Thus began a conversation with my friend Rick King, noted gear hustler and owner of my favorite guitar shop on Earth: Tacoma’s Guitar Maniacs. Rick was describing the Roland tape echo he was bringing in for servicing; its flight case was marked “Ron Nevison,” and when Rick professed ignorance of the name, its previous owner huffily replied: “Dude, he produced Night Ranger!!!”

“Uh, wow!” said Rick.

As it turns out, Ron Nevison did more than produce Night Ranger, but more on that later.

The first time I walked into a “real” studio (cut to 1985 or so, and Geoff Turner’s basement in Glover Park), I was instantly drawn to the Tolex-clad box emitting a slithery hiss. This, of course, was a Roland Space Echo (likely in need of a tape replacement).

Even more interesting than the mechanics of the thing was its sound: A trippy, ghostly echo that could simulate deep space (at least a noisy version of it), or be cranked into a distorted and rather scary mass of feedback. I was hooked.

Even back then, the Roland had been out of production for some years, and was starting to show its age. These days, most of the original units are in fairly sad shape. The killer on these units is the DC motor / capstan which drives the tape. The bearings at the top and bottom of the capstan inevitably wear, and the motor has a harder and harder time maintaining speed.

Replacing the bearings isn’t particularly difficult (though finding replacements can be!). After that it’s mostly an issue of cleaning up the tape path, renewing lubrication and felt pads and the like. In the case of Rick’s Roland–one of the late-model and truly excellent sounding 555s–I went the distance and ended up replacing every electrolytic capacitor plus some other minor tuneup items.

Anyway, what piqued my (admittedly mild) interest in Ron Nevison was the note taped inside the unit:

I wrote my friend Steve Perrone, source of much obscure rock knowledge, to see if HE had heard of Ron Nevison. With no hesitation whatsoever, he replied:

“From the liner notes to Zeppelin’s Physical Graffiti, the song is “The Rover”:

‘….mixdown, Keith Harwood Olympic Studios/guitar lost courtesy of Nevison. Salvaged by the grace of Harwood.’

That’s where the trail ended, for me at least. As it turns out, the common denominator in Night Ranger, Heart and Led Zeppelin (besides Ron Nevison) is that I don’t really care for their music (preparing self for massive onslaught of internet-borne bile for that last one, I know).
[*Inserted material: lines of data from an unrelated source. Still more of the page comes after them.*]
PR #427, opened 2024-09-24
Move multi-node tutorial to how-to section

skoech:
# Description

The guide to installing MicroCeph on multiple machines is currently presented as a tutorial although it is more appropriate as a how-to guide. This change moves it to the how-to guides section of the documentation.

## Type of change


sabaini (changes requested):
This needs a TOC update as well

skoech:
Hey @UtkarshBhatthere! After testing the multi-node tutorial, I thought it didn't qualify to be a tutorial either because it didn’t feel like a learning experience. Rather, I was able to get something done (deploy a multi-node cluster), which is great, but it didn't teach me any MicroCeph concepts e.g. nodes, clusters, why they are useful or even which basic hardware requirements I needed to perform the deployment. It assumed lots of prior knowledge on my part, something an entry-level tutorial shouldn't do.

We need an end-to-end tutorial suitable for new users. I suggested repurposing the previous single-node tutorial because at the end of it, the user will have achieved a simple yet meaningful task (it's also memorable since it takes only 3 commands to set it up) but in order to make it end-to-end, we need to add a prerequisites section at the beginning and a clean-up section at the end. Also, it would be nice to teach the user ways in which they can interact with their new cluster e.g. check health, enable radosgw, and consume their cluster storage e.g. host a static website.

And then, after giving the user this basic introduction, we can now show them HOW TO do the same thing but with multiple nodes.  What do you think about this approach?

sabaini:
thanks, lgtm!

However, I DO love restoring old audio gear, and this project was a blast!

On the Mic

Not much extra room in there!

It’s rare that a fixit job makes me feel like a rockstar, but this one made me feel invincible, for about an hour or so. A client brought in a pair of beautiful Sony C-57 tube mics for rehabilitation. As far as I can glean, they use some of the same components as their highly regarded C-37A, but in a slim sculpted housing reminiscent of the Shure 300 series of the mid-50s.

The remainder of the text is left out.